First up to the table were The Art Fund and the Monument Trust with pledges of £2m and £4m (later increased to £2.25m and £9m respectively), along with the Garfield Weston Foundation and Sir Siegmund Warburg's Voluntary Settlement. But with only a month to go before Christie's auction, the tally stood at just £7m, well short of the sum needed to keep house and grounds together and maintain it.

It was then that the frantic last-minute fund-raising round began. Significant new pledges included £7m from the National Heritage Memorial Fund, the fund of last resort, and £5m from the Scottish Government body Historic Scotland.

With £25m raised, the clincher came with Prince Charles's input. As well as galvanising other contributing bodies, he raised and guaranteed a £20m loan through his Charities Foundation, providing the wherewithal to fund the total cost of the project.

In an innovative and imaginative move, the purchase plan includes the offer to buy 66 acres of land (48 acres of field and 18 acres of woodland) near Cumnock. Subject to planning regulations the Prince's Charities Foundation will develop this to provide new homes and community facilities. This will not only help towards repayment of the loan, it will also provide regeneration and employment in what is seen as an economically deprived area.

A Clarence House spokesperson for the Prince said the development would be "Poundbury [the Prince's model village experiment in Dorset] in terms of principle" but not in terms of how it will look.

Although this impressive rescue bid involved input from numerous quarters, a single entity needs to buy the house and contents from the vendor. The house will be bought in a private treaty sale by The Art Fund, one of three bodies who have the requisite schedule 3 powers that allow private owners selling valuable heritage items to access various tax breaks.

Thereafter the presentation and maintenance of the house, its opening to the public (hopefully next year) and use of its facilities, will be organised by an independent trust known as The Great Steward's Dumfries Trust, which is in the process of being established for this purpose.

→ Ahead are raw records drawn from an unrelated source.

PR #24, opened 2024-09-29
Simple pipeline implementation.

veluca93:
Also add f64 to the possible image types, use an explicit enum to tag image types, and rework the pipeline interface.

### DIFF
--- a/jxl/src/image.rs
+++ b/jxl/src/image.rs
@@ -3,35 +3,72 @@
 // Use of this source code is governed by a BSD-style
 // license that can be found in the LICENSE file.
 
+use std::fmt::Debug;
+
 use crate::error::{Error, Result};
 
 mod private {
     pub trait Sealed {}
 }
 
-pub trait ImageDataType: private::Sealed + Copy + Default + 'static {
-    fn data_type_id() -> usize;
+#[derive(Copy, Clone, PartialEq, Eq, Debug)]
+pub enum DataTypeTag {
+    U8,
+    U16,
+    U32,
+    F32,
+    I8,
+    I16,
+    I32,
+    F16,
+    F64,
+}
+
+pub trait ImageDataType: private::Sealed + Copy + Default + 'static + Debug {
+    /// ID of this data type. Different types *must* have different values.
+    const DATA_TYPE_ID: DataTypeTag;
+
+    fn from_f64(f: f64) -> Self;
+    fn to_f64(self) -> f64;
 }
 
 macro_rules! impl_image_data_type {
-    ($ty: ty, $id: literal) => {
+    ($ty: ty, $id: ident) => {
         impl private::Sealed for $ty {}
         impl ImageDataType for $ty {
-            fn data_type_id() -> usize {
-                $id
+            const DATA_TYPE_ID: DataTypeTag = DataTypeTag::$id;
+            fn from_f64(f: f64) -> $ty {
+                f as $ty
+            }
+            fn to_f64(self) -> f64 {
+                self as f64
             }
         }
     };
 }
 
-impl_image_data_type!(u8, 0);
-impl_image_data_type!(u16, 1);
-impl_image_data_type!(u32, 2);
-impl_image_data_type!(f32, 3);
-impl_image_data_type!(i8, 4);
-impl_image_data_type!(i16, 5);
-impl_image_data_type!(i32, 6);
-impl_image_data_type!(half::f16, 7);
+impl_image_data_type!(u8, U8);
+impl_image_data_type!(u16, U16);
+impl_image_data_type!(u32, U32);
+impl_image_data_type!(f32, F32);
+impl_image_data_type!(i8, I8);
+impl_image_data_type!(i16, I16);
+impl_image_data_type!(i32, I32);
+
+impl private::Sealed for half::f16 {}
+impl ImageDataType for half::f16 {
+    const DATA_TYPE_ID: DataTypeTag = DataTypeTag::F16;
+    fn from_f64(f: f64) -> half::f16 {
+        half::f16::from_f64(f)
+    }
+    fn to_f64(self) -> f64 {
+        <half::f16>::to_f64(self)
+    }
+}
+
+// Meant to be used by the simple render pipeline and in general for
+// testing purposes.
+impl_image_data_type!(f64, F64);
 
 pub struct Image<T: ImageDataType> {
     size: (usize, usize),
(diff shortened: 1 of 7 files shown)


veluca93:
The code is certainly missing at least a few tests, but given that the PR is large enough as it is I figured I'd have you take a look first ;) (and possibly split it up in more manageable commits if the overall approach seems sound)

jxl/src/render/simple_pipeline.rs
```diff
@@ -0,0 +1,547 @@
...
+    fn build(mut self) -> Result<Self::RenderPipeline> {
+        let channel_info = &mut self.pipeline.channel_info;
+        for stage in (0..self.pipeline.stages.len()).rev() {
+            for chan in 0..channel_info[0].len() {
+                if channel_info[stage][chan].ty.is_none() {
+                    channel_info[stage][chan].ty = channel_info[stage + 1][chan].ty;
+                }
+                // Arithmetic overflows here should be very uncommon, so custom error variants
+                // are probably unwarranted.
+                channel_info[stage][chan].downsample.0 = channel_info[stage][chan]
```
sboukortt, line 101: Would a reference to this tuple make sense? I feel it would make this slightly easier to follow.

jxl/src/render/mod.rs
```diff
@@ -3,103 +3,106 @@
...
 /// call that happens inside image boundaries.
-pub trait RenderPipelineInputStage<InputT: ImageDataType> {
-    fn uses_channel(&self, c: usize) -> bool;
-
-    /// `row` has as many entries as the number of used channels for the stage, i.e. the channels
-    /// for which `uses_channel` returns true.
-    fn process_row_chunk(&mut self, position: (usize, usize), xsize: usize, row: &[&[InputT]]);
+/// For these stages, `process_row_chunk` receives read-only access to each row in each channel.
+pub struct RenderPipelineInputStage<InputT: ImageDataType> {
+    _phantom: PhantomData<InputT>,
```
sboukortt, line 25: What are these phantoms for?

jxl/src/image.rs
```diff
@@ -3,35 +3,72 @@
...
+impl_image_data_type!(i32, I32);
+
+impl private::Sealed for half::f16 {}
+impl ImageDataType for half::f16 {
+    const DATA_TYPE_ID: DataTypeTag = DataTypeTag::F16;
+    fn from_f64(f: f64) -> half::f16 {
+        half::f16::from_f64(f)
+    }
+    fn to_f64(self) -> f64 {
+        <half::f16>::to_f64(self)
```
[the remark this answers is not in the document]
veluca93: If I just do `Self::to_f64`, this becomes a recursive call - and the fully qualified method call syntax is `<Type>::method()`.

jxl/src/render/mod.rs
veluca93: Rust needs every generic parameter to be used in the struct definition, `PhantomData` is a lang-item ZST that is usually used for that purpose

jxl/src/render/internal.rs
```diff
@@ -0,0 +1,73 @@
...
+
+#[derive(Copy, Clone, Debug, PartialEq, Eq)]
+pub enum RenderPipelineStageType {
+    Input,
+    InPlace,
+    InOut,
+    Extend,
+}
+
+pub trait RenderPipelineStageInfo: super::simple_pipeline::RenderPipelineRunStage {
```
tirr-c, line 21: I'm not sure if I understand the design correctly... How do you add additional render pipeline implementation, when `simple_pipeline::RenderPipelineRunStage` needs to be impl-ed for all stages? Doesn't it conflict with existing `RenderPipelineRunStage` impls?

jxl/src/render/mod.rs
```diff
@@ -3,103 +3,106 @@
...
     error::Result,
     image::{ImageDataType, ImageRectMut},
 };
 
+mod internal;
+mod simple_pipeline;
+
+use internal::RenderPipelineStageInfo;
+
+// pub use simple_pipeline::SimpleRenderPipeline;
```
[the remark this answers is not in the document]
veluca93: Ah that was not meant to be commented

jxl/src/render/simple_pipeline.rs
veluca93: Made the code somewhat nicer

jxl/src/render/internal.rs
veluca93: The idea would be that an additional implementation adds another constraint on `RenderPipelineStageInfo` for its own `RenderPipelineRunStage` trait, which is implemented (by the pipeline impl itself) on all the RenderPipelineExtendStage etc (which are just marker types to be used in `ActualStage::Type`).
Does that seem reasonable?

tirr-c: Yeah that would work, I first thought the supertrait bound will not change. Though I think `#[cfg]`-ing render pipeline would be somewhat tedious, because every combination of cfg would need its own trait bound, but still it might not be an issue if there won't be so many implementations...

veluca93: I don't expect more than 2 implementations :-)
Also I did not come up with a better idea, so...

jxl/src/util/shift_right_ceil.rs
```diff
@@ -0,0 +1,23 @@
...
+
+use std::ops::{Add, Shl, Shr, Sub};
+
+pub trait ShiftRightCeil: Copy {
+    fn shrc<T: Copy>(self, rhs: T) -> Self
+    where
+        Self: Shr<T, Output = Self> + Shl<T, Output = Self>;
+}
+
+impl<S: Copy + Add<Self, Output = Self> + Sub<Self, Output = Self> + From<u8>> ShiftRightCeil
```
mo271, line 14:
```suggestion
impl<S: Copy + Add<Self, Output = Self> + Sub<Self, Output = Self> + From<u8>  + Shl<T, Output = Self> + Shr<T, Output = Self>> ShiftRightCeil
```

Don't we also need shifting here?

mo271 (approved):
LGTM

We should add tests for simple_pipeline.rs and shift_right_ceil.rs, I suppose...

jxl/src/util/shift_right_ceil.rs
veluca93: If it compiles this way, we don't need additional constraints ;)

veluca93:
> LGTM
> 
> We should add tests for simple_pipeline.rs and shift_right_ceil.rs, I suppose...

I added tests for shrc, and I am wondering whether it would be best to put tests for the pipeline in another CL - ideally we'd want some more elaborate test infrastructure for all (both?) pipelines...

Although hailed as an architectural gem from the Scottish Enlightenment, Dumfries House was little known or seen. That will now change as many more people will get the chance to visit.

If Christie's were disappointed after their four-year marathon of valuing and cataloguing the contents of a house that would have rewritten the auction record books for English furniture values, there was no hint of this in their comment on the outcome.

"Over the last four years, Christie's has supported John Bute's hope of finding a negotiated private treaty sale solution for Dumfries House and its contents," said Charles Cator, Christie's deputy chairman - an acknowledgment, perhaps, that this was a sale that would always attract comment on heritage issues.

"We look forward to supporting the future of Dumfries House and hope that it will be admired and appreciated by the public long into the future," he added.

The mammoth two-volume, 634-lot catalogue that Christie's produced for the auction will stand as a fascinating inventory of the contents and of the sale that never was.

The auctioneers have announced that the limited number of catalogues still available will for offered for sale at a reduced price of £20 (US$40) + postage/packing and the funds raised will be donated to The Great Steward's Dumfries House Trust.